# 1970 Ram Air 455 HO, #'s matching, 4sp, A/C Car Rarity?



## machschnell (Mar 18, 2016)

Hi All-

I just signed up to the forum here to discuss my car. I've read several threads about a RA 455 car but they always seem to peeter out because the posting party is just ranting about options without having the actual build sheet (or car for that matter). Well, I have both and I would love to get an opinion of value or rarity from the goat experts on here. I'm only slightly wet behind the ears but have some idea what's what. I'll leave it at that. 

Build sheet attached. PHS documented. Car is clean and straight, no rust but needs a restoration.


----------



## machschnell (Mar 18, 2016)

So just in case the attachments didn't work.
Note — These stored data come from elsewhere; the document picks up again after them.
PR #622, opened 2019-02-22
Fix end of animations

dr1rrb:
- Make sure to set the final value of an animated property, so if a frame is missing at the end (which may happend on iOS) we are sure to complete the animation
- Ensure to reset the value set using the `Animations` precendence, so are able to change it later from code

## PR Type
 - Bugfix 

At the end of a `DoubleAnimation` we rely on the fact that the property was altered by the native animation.

## What is the new behavior?
Now we ensure to set the **expected** final value, using the `Local` precedence

## PR Checklist

## Other information
https://nventive.visualstudio.com/Umbrella/_workitems/edit/147416
https://nventive.visualstudio.com/Umbrella/_workitems/edit/147515

### DIFF
--- a/src/Uno.UI/DataBinding/BindingPropertyHelper.cs
+++ b/src/Uno.UI/DataBinding/BindingPropertyHelper.cs
@@ -753,9 +753,6 @@ namespace Uno.UI.DataBinding
 				}
 			}
 
-			var propertyInfo = Uno.Funcs.CreateMemoized(() => GetPropertyInfo(type, property, allowPrivateMembers: false));
-			var propertyType = Uno.Funcs.CreateMemoized(() => GetPropertyOrDependencyPropertyType(type, property));
-
 			// Start by using the provider, to avoid reflection
 			if (BindableMetadataProvider != null)
 			{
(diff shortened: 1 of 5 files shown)


src/Uno.UI/DataBinding/BindingPropertyHelper.cs
```diff
@@ -753,9 +753,6 @@ private static ValueSetterHandler InternalGetValueSetter(Type type, string prope
 				}
 			}
 
-			var propertyInfo = Uno.Funcs.CreateMemoized(() => GetPropertyInfo(type, property, allowPrivateMembers: false));
```
jeromelaban: Why do you need to remove this ?

dr1rrb: It's just a minor optimization I did : I moved it in the inner scope to reduce useless allocation, and I also removed the memoized deferring as it was used only once directly in those scope, again to reduce useless allocation.

jeromelaban: The first one is probably some leftover optimization, you moved the second one which is fine

src/Uno.UI/UI/Xaml/Media/Animation/DoubleAnimation.cs
```diff
@@ -342,15 +342,19 @@ private void OnEnd()
 
 			if (FillBehavior == FillBehavior.HoldEnd)//Two types of fill behaviors : HoldEnd - Keep displaying the last frame
 			{
-				HoldValue();
+				// We set the final value using the "Local" precedence
```
MatFillion: so this is the key change? the PR description mentions setting the value with animations precedence but here it is local precedence?

PR #629, opened 2019-02-26
Added Set Cursor support for Wasm

Firefly74940:

## PR Type

Feature 

Nothing happend as it's "NotImplemented" part

## What is the new behavior?
Support of different cursors on WASM

## PR Checklist

## Other information

It's a draft, code hasn't been tested yet ( need some downloads to be able to build uno.ui and test it )
for now draft is mostly about having feedback on : 

CoreCursorType : Should it be on it's own file ? 

TS setCursor: i did put it in WindowManager ( as it hold many features ) for now, but is it the right place ?


jeromelaban:
Thanks for your contribution! You should be able to test it right inside the Samples app that is in the Uno.UI solution. You can [add a sample](https://github.com/nventive/Uno/blob/master/doc/articles/debugging-uno-ui.md#running-the-samples-applications) that sets the pointer type so you can validate that it works properly.

For the typescript, the WindowManager file is getting large and we'll be refactoring it to split it as it gets too large, but for now, you can leave it there.

As for the duplicate type, you can simple move the file from the generated folder to its proper place in the rest of the folder structure.

src/Uno.UI.Wasm/ts/WindowManager.ts
```diff
@@ -1340,6 +1340,14 @@
 			}
 			return rootElement === element || rootElement.contains(element);
 		}
+
+		public setCursor( cssCursor: string) {
+			const unoBody = document.getElementById("uno-body");
```
carldebilly: `uno-body`: this element name is supplied in the constructor as `containerElementId`.

src/Uno.UI.Wasm/ts/WindowManager.ts
```diff
@@ -1340,6 +1340,14 @@
...
+
+			if (unoBody) {
+				unoBody.style.cursor = cssCursor;
```
carldebilly: The biggest problem I see with this approach is it won't work for controls deriving from `ButtonBase` because of this css: https://github.com/nventive/Uno/blob/master/src/Uno.UI.Wasm/WasmCSS/Uno.UI.css#L46

The goal was to set the pointer as "pointer" for buttons to improve usuability of such controls in wasm. So changing it globally on the _window_ won't affect buttons and other controls deriving from `ButtonBase`.

Maybe we should also add a property to the root element to temporary deactivate the custom css on buttons while the pointer is _customized_.

src/Uno.UI.Wasm/ts/WindowManager.ts
Firefly74940: i simply copied setupSplashScreen method, i will update it ! 

should i also update https://github.com/nventive/Uno/blob/0a54298294d493c1c822f790e54c847523fc04b0/src/Uno.UI.Wasm/ts/WindowManager.ts#L156 in the same commit ?

carldebilly: Yes please ;-)

src/Uno.UI.Wasm/ts/WindowManager.ts
Firefly74940: Using PointerExited / PointerEntered in button code would work ( but then you have to handle it cleverly.. ) [UWP toolkit](https://github.com/windows-toolkit/WindowsCommunityToolkit/blob/master/Microsoft.Toolkit.Uwp.UI/Extensions/Mouse/Mouse.cs) provide a way to solve it. 

For my use case, having the property to work everywhere except on button / hyperlink would be ok 

else, spawning a style node and removing it when done would work i guess: 
https://codepen.io/anon/pen/gEbKPB

Firefly74940:
wow, https://github.com/nventive/Uno/pull/629/commits/32f0802e9bdd9cd56bac4831c3020c5d08f0445a contain way too much changes, i will do a clean branch when i've solved my compiles issues

src/Uno.UI.Wasm/ts/WindowManager.ts
Firefly74940: well, turn out as it's a static function, it can't access it, but i guess when the WindowManager code will be refactored, it might move to a static const to solve that particular issue

Firefly74940:
Ok,
i've added a sample page
and i've added the technique illustrated here : https://codepen.io/anon/pen/gEbKPB  to override the behaviour pointed by @carldebilly  https://github.com/nventive/Uno/pull/629#discussion_r260398559
i wasn't able to move the CoreCursorType file without getting build error, so i reverted that change

is there anything else i should do before moving the draft to a pull request ?

jeromelaban:
This looks good to me, @carldebilly does it address your concern ?

Firefly74940:
if i may up this pr for review @carldebilly 
not that it is urgent or anything, but as @jeromelaban said WindowManager would get a refactor, it would avoid the trouble of merging conflits on that ( or redo pr )

PR #646, opened 2019-03-04
PR fix Time picker initial time when using time increment is using initial time seconds when rounding.. it should ignore seconds.. and [iOS] TimePicker is clipped off screen when ios:FlyoutPlacement isnt set

AlexTrepanier:
PR fix Time picker initial time when using time increment is using initial time seconds when rounding.. it should ignore seconds.. and [iOS] TimePicker is clipped off screen when ios:FlyoutPlacement isnt set

### DIFF
--- a/src/Uno.UI/UI/Xaml/Controls/TimePicker/TimePicker.cs
+++ b/src/Uno.UI/UI/Xaml/Controls/TimePicker/TimePicker.cs
@@ -30,6 +30,32 @@ namespace Windows.UI.Xaml.Controls
 
 		public TimePicker() { }
 
+		#region Time DependencyProperty
+
+		public TimeSpan Time
+		{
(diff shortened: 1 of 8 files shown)


src/Uno.UI/UI/Xaml/Controls/TimePicker/TimePicker.cs
```diff
@@ -123,7 +160,7 @@ private void SetupFlyoutButton()
 			UpdateDisplayedDate();
 		}
 
-		partial void OnTimeChangedPartial(TimeSpan oldTime, TimeSpan newTime)
+		void OnTimeChangedPartial(TimeSpan oldTime, TimeSpan newTime)
```
dr1rrb: Please always specify the access modifier
```suggestion
		private void OnTimeChangedPartial(TimeSpan oldTime, TimeSpan newTime)
```

PR #658, opened 2019-03-08
Bump dev version and update to latest dev to realign after stable release

MatFillion:


jeromelaban:
The alignment is missing the changes in the Directory.props file

build/Uno.UI.WpfHost.nuspec
```diff
@@ -16,7 +16,7 @@
 	<dependencies>
 
 	  <group targetFramework="net462">
-		<dependency id="Uno.UI" version="1.42.0-dev.395" />
+		<dependency id="Uno.UI" version="1.43.0-dev.965" />
```
agneszitte-nventive: Should be 1.43.1-dev.XXX instead of 1.43.0-dev.XXX

jeromelaban: This file is automatically updated by the build:

https://github.com/nventive/Uno/blob/4ad2327e8f0189bbe75f7b0e08365f7e73331c65/build/Uno.UI.proj#L135

PR #715, opened 2019-03-27
Added workaround for inverted ListView fling issue on Android P

XiaotianNetlift:

## PR Type
Bugfix

On Android P if a ListView is inverted, trying to use the fling gesture will cause it to scroll in the opposite of the desired direction.

## What is the new behavior?
Fling will scroll in the desired direction.

## PR Checklist

## Other information
https://issuetracker.google.com/u/1/issues/112385925
https://android-review.googlesource.com/c/platform/frameworks/native/%2B/800996
> In P, we switched VelocityTracker to use raw coordinates when
calculating the velocity. While that helped solve the issues with views
being moved while touched, this has broken some other assumptions in the
view hierarchy. Currently during dispatch, MotionEvent coordinates are
getting adjusted as events are passed to the child views.
>
> One example is a rotated ListView. When setRotation is called on a
ListView, ListView continues to use getYVelocity to determine the fling
speed. However, after the view is rotated, it's action is in the
horizontal direction. This causes flings on ListView to not work
properly.

https://nventive.visualstudio.com/Umbrella/_workitems/edit/140564/


src/Uno.UI/UI/Xaml/Controls/ListViewBase/NativeListViewBase.Android.cs
```diff
@@ -314,5 +317,60 @@ bool ILayoutConstraints.IsHeightConstrained(View requester)
...
+			// See: https://issuetracker.google.com/u/1/issues/112385925
+			velocityX = Recalibrate(velocityX, _deltaX);
+			velocityY = Recalibrate(velocityY, _deltaY);
+
+			return base.Fling(velocityX, velocityY);
+
+			int Recalibrate(int value, float? hint)
+			{
+				// note: the opposite sign should be used to recalibrate the velocity
+				return hint.HasValue && hint != 0
```
MatFillion: so since we check the sign, we _should_ be futureproof even if android fixes their bug in android Q or later, correct?

jeromelaban:
The issue has been fixed (https://www.google.com/url?q=https://android-review.googlesource.com/c/platform/frameworks/native/%2B/800996&sa=D&usg=AFQjCNEnROS6Ez5VUl1R1FF2hHI8dimKKA) can we detect whether this is fixed or not so we don't apply the workaround incorrectly ? Does it still make sense to have this fix ?

XiaotianNetlift:
Indeed, we should be checking the sdk version to toggle this.
It would still make sense to keep this workaround in case the phone was not updated.

src/Uno.UI/UI/Xaml/Controls/ListViewBase/NativeListViewBase.Android.cs
```diff
@@ -56,6 +60,12 @@ public NativeListViewBase() : base(ContextHelper.Current)
 			InitializeSnapHelper();
 
 			MotionEventSplittingEnabled = false;
+
+#if __ANDROID_28__
+			_shouldRecalibrateFlingVelocity = Android.OS.Build.VERSION.SdkInt >= Android.OS.BuildVersionCodes.P;
+#else
+			_shouldRecalibrateFlingVelocity = Android.OS.Build.VERSION.SdkInt >= 28;
```
XiaotianNetlift: Would it still be necessary to check whether we are targeting `MonoAndroid90` or not? The problem was that `BuildVersionCodes.P` isn't defined when targeting `MonoAndroid80`.

XiaotianNetlift: @jeromelaban @MatFillion

MatFillion: we can probaly just use `_shouldRecalibrateFlingVelocity = Android.OS.Build.VERSION.SdkInt >= 28;`

MatFillion: by reading the bug report, are we sure the fix is introduced with android Q ? we could say `Android.OS.Build.VERSION.SdkInt == 28` instead of >=28

XiaotianNetlift: Yeah, we will have to wait until the fix is released to update that.

PR #4841, opened 2021-01-06
fix(passwordbox): Don't fail on setting null on PasswordBox.Password

jeromelaban:
GitHub Issue (If applicable): https://github.com/unoplatform/nventive-private/issues/142

## PR Type

- Bugfix

## What is the new behavior?

Databinding null to `PasswordBox.Password` won't raise an exception and rely on coercion to set an empty string.

## PR Checklist

## Other information

### DIFF
--- a/src/Uno.UI.Tests/Windows_UI_XAML_Controls/PasswordBoxTests/Given_PasswordBox.cs
+++ b/src/Uno.UI.Tests/Windows_UI_XAML_Controls/PasswordBoxTests/Given_PasswordBox.cs
@@ -1,0 +1,99 @@
+﻿using System;
+using System.Collections.Generic;
+using System.ComponentModel;
+using System.Linq;
+using System.Runtime.CompilerServices;
+using System.Text;
+using System.Threading.Tasks;
+using Microsoft.VisualStudio.TestTools.UnitTesting;
+using Windows.UI.Xaml;
+using Windows.UI.Xaml.Controls;
+using Windows.UI.Xaml.Data;
+
+namespace Uno.UI.Tests.PasswordBoxTests
+{
+	[TestClass]
+	public class Given_PasswordBox
+	{
+		[TestMethod]
+		public void When_Binding_Set_Null()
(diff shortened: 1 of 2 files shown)


YGuerin (commented):
Just for my personal culture, what the difference between setting the property using the property itself vs using the dependency property ?

If I'm not mistaken, SetValue will throw an exception if the value parameter type is not an expected type according to [the documentation](https://docs.microsoft.com/en-us/uwp/api/windows.ui.xaml.dependencyobject.setvalue?view=winrt-19041#Windows_UI_Xaml_DependencyObject_SetValue_Windows_UI_Xaml_DependencyProperty_System_Object_) and the [null keyword](https://docs.microsoft.com/en-us/dotnet/csharp/language-reference/keywords/null) does not refer to any type.

I might miss something here to fully understand the fix.

davidjohnoliver (approved):

davidjohnoliver:
> Just for my personal culture, what the difference between setting the property using the property itself vs using the dependency property ?
> 
> If I'm not mistaken, SetValue will throw an exception if the value parameter type is not an expected type according to [the documentation](https://docs.microsoft.com/en-us/uwp/api/windows.ui.xaml.dependencyobject.setvalue?view=winrt-19041#Windows_UI_Xaml_DependencyObject_SetValue_Windows_UI_Xaml_DependencyProperty_System_Object_) and the [null keyword](https://docs.microsoft.com/en-us/dotnet/csharp/language-reference/keywords/null) does not refer to any type.
> 
> I might miss something here to fully understand the fix.

This is a very TextBox-specific thing. There's a null check directly on the `Text` property, and using `SetValue()` bypasses that check.

https://github.com/unoplatform/uno/blob/master/src/Uno.UI/UI/Xaml/Controls/TextBox/TextBox.cs#L151-L163

jeromelaban:
Also, there's value coercion to empty string on the Text property. Yet, you're right, this is an odd behavior to say the least :)

PR #4901, opened 2021-01-13
feat: UWP buildable and deployable under Any CPU

### LINKED ISSUE #4892: Build UWP app under AnyCPU

Set the UWP app to build and deploy under AnyCPU (using x86 configuration)

## Why is this needed:

When switching between projects in VS, AnyCPU is the default for most. When the user makes UWP default again, it stays under AnyCPU, which then "breaks" UWP build, as it is not built nor deployed. While seasoned developers will be able to fix that by switching target, it is confusing for new developers trying out Uno.

## For which Platform:

- [ ] iOS
- [ ] Android
- [ ] WebAssembly
- [ ] macOS
- [ ] Skia
  - [ ] WPF
  - [ ] GTK (Linux)
  - [ ] Tizen
- [x] Windows
- [ ] Build tasks
- [x] Solution Templates

MartinZikmund:
GitHub Issue (If applicable): fixes #4892

## PR Type

- Feature

UWP project does not build nor deploy under AnyCPU.

## What is the new behavior?

UWP project builds and deploys its x86 version under AnyCPU.

## PR Checklist

### DIFF
--- a/src/SolutionTemplate/UnoSolutionTemplate.Wizard/UnoSolutionWizard.cs
+++ b/src/SolutionTemplate/UnoSolutionTemplate.Wizard/UnoSolutionWizard.cs
@@ -103,10 +103,6 @@ namespace UnoSolutionTemplate.Wizard
 				{
 				}
 			}
-			else
-			{
-				throw new InvalidOperationException();
-			}
 		}
 
 
--- a/src/SolutionTemplate/UnoSolutionTemplate.Wizard/UnoSolutionWizard.cs
+++ b/src/SolutionTemplate/UnoSolutionTemplate.Wizard/UnoSolutionWizard.cs
@@ -4,9 +4,6 @@ using System;
 using System.Collections.Generic;
 using System.IO;
 using System.Linq;
-using System.Security.Cryptography.Xml;
-using System.Text;
-using System.Threading.Tasks;
 using EnvDTE;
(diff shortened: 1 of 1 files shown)


src/SolutionTemplate/UnoSolutionTemplate.Wizard/UnoSolutionWizard.cs
```diff
@@ -79,6 +77,38 @@ private void SetStartupProject()
...
+						}
+					}
+				}
+				catch (Exception)
+				{
+				}
+			}
+			else
+			{
+				throw new InvalidOperationException();
```
jeromelaban, line 108: There's probably no reason to make this fail. If it happens, let's let it continue.

MartinZikmund: @jeromelaban the other methods `SetDefaultConfiguration` and `SetStartupProject` also throw in this case, should I remove the throws everywhere, so the solution creation doesn't fail?

jeromelaban: Right, let's keep it that way for now then. It's unlikely to fail in this case, and if it would, lots more would fail anyways.

jeromelaban (approved):

PR #4984, opened 2021-01-21
fix(iOS): CommandBar BackButtonTitle

ajpinedam:

## PR Type

- Bugfix

In iOS when setting a Global Style for the `CommandBar` to remove the Back Button Title this is not working correctly. Some pages still show the Back Button Text.

## What is the new behavior?
The Back Button Title for iOS will disappear from all Pages

## PR Checklist

## Other information

### DIFF
--- a/src/SamplesApp/SamplesApp.Shared/App.xaml
+++ b/src/SamplesApp/SamplesApp.Shared/App.xaml
@@ -2,8 +2,10 @@
 			 xmlns="http://schemas.microsoft.com/winfx/2006/xaml/presentation"
 			 xmlns:x="http://schemas.microsoft.com/winfx/2006/xaml"
 			 xmlns:xamarin="http://nventive.com/xamarin"
+			 xmlns:mc="http://schemas.openxmlformats.org/markup-compatibility/2006"
 			 xmlns:ios="http://nventive.com/ios"
 			 xmlns:toolkit="using:Uno.UI.Toolkit"
+			 mc:Ignorable="ios"
 			 RequestedTheme="Light">
 	<Application.Resources>
 		<ResourceDictionary>
@@ -113,15 +115,14 @@
 			</Style>
 
 			<Style x:Key="DefaultCommandBarStyle"
-					TargetType="CommandBar"
-					xamarin:BasedOn="{StaticResource NativeDefaultCommandBar}">
+					TargetType="CommandBar">
 
-				<!-- Remove the back button title (and only leave the back arrow) -->
+				 <!--Remove the back button title (and only leave the back arrow)--> 
 				<ios:Setter Property="(toolkit:CommandBarExtensions.BackButtonTitle)"
 							Value="" />
 			</Style>
 
-			<!-- Default Style -->
+			 <!--Default Style--> 
 			<Style TargetType="CommandBar"
 					BasedOn="{StaticResource DefaultCommandBarStyle}" />
 
--- a/src/SamplesApp/SamplesApp.Shared/App.xaml
+++ b/src/SamplesApp/SamplesApp.Shared/App.xaml
@@ -1,6 +1,9 @@
 ﻿<Application x:Class="SamplesApp.App"
 			 xmlns="http://schemas.microsoft.com/winfx/2006/xaml/presentation"
 			 xmlns:x="http://schemas.microsoft.com/winfx/2006/xaml"
+			 xmlns:xamarin="http://nventive.com/xamarin"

Options include:

Sierra Yellow/white
C08 Cordova Top
Decor Group (Deluxe wheel covers, Wheel opening moldings)
PK5 G70X14 White LTR Fiberglass
L75 4BBL 455 HO Engine
M21 4 SPD Close Ratio Transmission
U63 Radio Push Button + W/S ANT
D34 Mirror Visor Vanity-RH
N34 Custom Sport Steering Wheel
N98 Wheels Rally 2
U30 Rally Gauge Cluster- Tachometer
D55 Console
N41 Power Steering-Variable Ratio
A01 Glass-Soft Ray-All Windows
C60 Air Conditioning
T42 Hood - Air Inlet
M09 Knob-Custom Gear Shift
Y96 Springs+Shocks-Ride+Handling
NA9 Evaporative Emission System

Delivered to Visalia, CA for the total amount of $4799.11.


----------



## Pinion head (Jan 3, 2015)

Welcome, am sure you will agree, just dont see a lot of factory RA equipped '70 455 GTO's. 
Have a 70 L75 M21 w/601 as a major project, know of several more out there, yours being a Fremont build with a home state '70 EEC system...just don't see such builds.

Factory production numbers per Fred Simmonds.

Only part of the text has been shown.